OPINION: Marketing Under Microscope

Terry Flanagan

Eric Schneiderman turned heads on Wall Street late last month when the New York Attorney General sued Barclays for misrepresenting what went on in its LX dark pool. Specifically, the AG alleged that Barclays portrayed LX as a haven for investors wishing to avoid high-frequency traders, when in fact the venue had rolled out the red carpet for the HFT crowd.

I am not an institutional market participant and as far as I know my occasional online retail trades have never executed on LX, so I hold no opinion on whether Barclays is guilty as charged or if Schneiderman is all wet. Like most everyone else, I expect to learn more as the case unfolds over the coming weeks and months.

But one aspect of Schneiderman’s suit struck me as unusual and a potential indication of enforcement overreach. I’m referring to the fairly heavy deployment of marketing materials as building material for his case.

To wit, in listing Barclays’ alleged transgressions, Schneiderman’s first two entries start with “Barclays falsified marketing material…” and “Barclays falsely marketed…”, and the bank’s marketing efforts are liberally referenced thereafter in support of the allegations.

Now I believe that companies across all industries should be truthful in their communication with existing and prospective customers. But at the same time, I didn’t just fall off the turnip truck — I know marketing is fluff, and I take marketing with a grain of salt. So how deeply should government dive in enforcing the veracity of corporate marketing materials? If this is a new trend, then a lot of companies in a lot of industries need to rewrite their websites, sales pitches, brochures and pamphlets, because attorneys general will be reading.

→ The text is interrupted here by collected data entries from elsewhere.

PR #287, opened 2022-11-09
HARMONY-1317: Ensure 2 items complete before calculating smart timeout threshold

vinnyinverso:
## Jira Issue ID
HARMONY-1317

## Description
For work item timeouts, this change ensures that at least 2 items complete before calculating the smart timeout threshold, otherwise it will return the default timeout threshold.

## Local Test Steps
Follow steps from https://github.com/nasa/harmony/pull/266 and also log the `computeWorkItemDurationOutlierThresholdForJobService` logic to see if the computation is working as expected.

## PR Acceptance Checklist
* [x] Acceptance criteria met

### DIFF
--- a/app/workers/work-failer.ts
+++ b/app/workers/work-failer.ts
@@ -51,15 +51,15 @@ export default class WorkFailer implements Worker {
     const workItems = await getWorkItemsByUpdateAgeAndStatus(
       db, lastUpdateOlderThanMinutes, [WorkItemStatus.RUNNING],
       [JobStatus.RUNNING, JobStatus.RUNNING_WITH_ERRORS],
-      ['w.id', 'w.jobID', 'serviceID', 'startedAt'],
+      ['w.id', 'w.jobID', 'serviceID', 'startedAt', 'workflowStepIndex'],
     );
     if (workItems?.length > 0) {
       // compute duration thresholds for each job/service
       for (const workItem of workItems) {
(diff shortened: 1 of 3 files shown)


indiejames (approved):

app/workers/work-failer.ts
```diff
@@ -51,15 +51,15 @@ export default class WorkFailer implements Worker {
     const workItems = await getWorkItemsByUpdateAgeAndStatus(
       db, lastUpdateOlderThanMinutes, [WorkItemStatus.RUNNING],
       [JobStatus.RUNNING, JobStatus.RUNNING_WITH_ERRORS],
-      ['w.id', 'w.jobID', 'serviceID', 'startedAt'],
+      ['w.id', 'w.jobID', 'serviceID', 'startedAt', 'workflowStepIndex'],
```
chris-durbin, line 54: I'm curious why you needed the workflow step index - in case the same service is used multiple times in the chain? I think the change makes sense for that case, but wondering if there was another reason.

chris-durbin (approved):
Nit: update the JIRA ticket number to HARMONY-1317 in the PR overview.

app/workers/work-failer.ts
vinnyinverso: There's a function within `getWorkItemsByUpdateAgeAndStatus` that I'm calling in order to get work item counts that requires it.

One accomplished trading technologist, who is not associated with Barclays and whom I do not believe is an apologist for Wall Street, noted “marketing material is marketing material. People use it to try to grab attention.”

This veteran markets professional used the term “witch hunt” to describe what he sees as excessive government meddling in the workings of markets, and he also said Schneiderman’s case is sensationalized and the AG is demonstrating personal hubris.

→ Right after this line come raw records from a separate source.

PR #288, opened 2022-11-09
Harmony 1279 predictable order

indiejames:
## Jira Issue ID
HARMONY-1279

## Description
Fixes a bug in preserving order in which granules are batched independent of when work items finish.

## Local Test Steps
Set MAX_BATCH_INPUTS=3 in .env and execute a `concise` query several times. Verify that the generated outputs are consistent.

## PR Acceptance Checklist
* [x] Acceptance criteria met


chris-durbin (approved):
Sanity checked aggregation requests still worked for me. I think most of those fixtures are duplicates (happens to me when I run with `mocha -w` and the fixtures do not exist when I  first start mocha). You should probably delete all the fixtures added with this PR and then run the tests again to just generate the ones needed.

chris-durbin:
I also tested in sandbox with 10 items per batch and watched as a few of the early items in the request stayed running while the later ones completed. No new batches were created while the early items were still running. As the early ones started getting retried and finishing, batches would get created at the expected time and my 407 granule request ended up completing successfully.

indiejames:
> 

I delete them, but they reappeared when I ran `npm run test`.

Schneiderman may be following the playbook of his predecessor Eliot Spitzer, who moved aggressively against Wall Street — one of America’s favorite villains — in the early 2000s as a springboard to a successful 2006 gubernatorial run.

Maybe Schneiderman will hit the Barclays ball out of the park and be credited with helping to “clean up” Wall Street. Or maybe it will be shown that there’s no “there” there, Barclays will get a slap on the wrist if that, and the case will go down as a loss for the AG and a waste of taxpayer resources.

But whether the outcome is either of those scenarios or (most likely) somewhere in between, aren’t institutional investors and traders — for whom sophisticated transaction cost analysis has become de rigueur — able to judge the efficiency of their own trade executions on Barclays LX, and vote with their feet if they don’t like it?

“Trust, but verify,” the market source said. “Trust your agents, but verify that they do the right job. The beauty in the world of electronic trading is that no matter how complex markets are, you have the data.”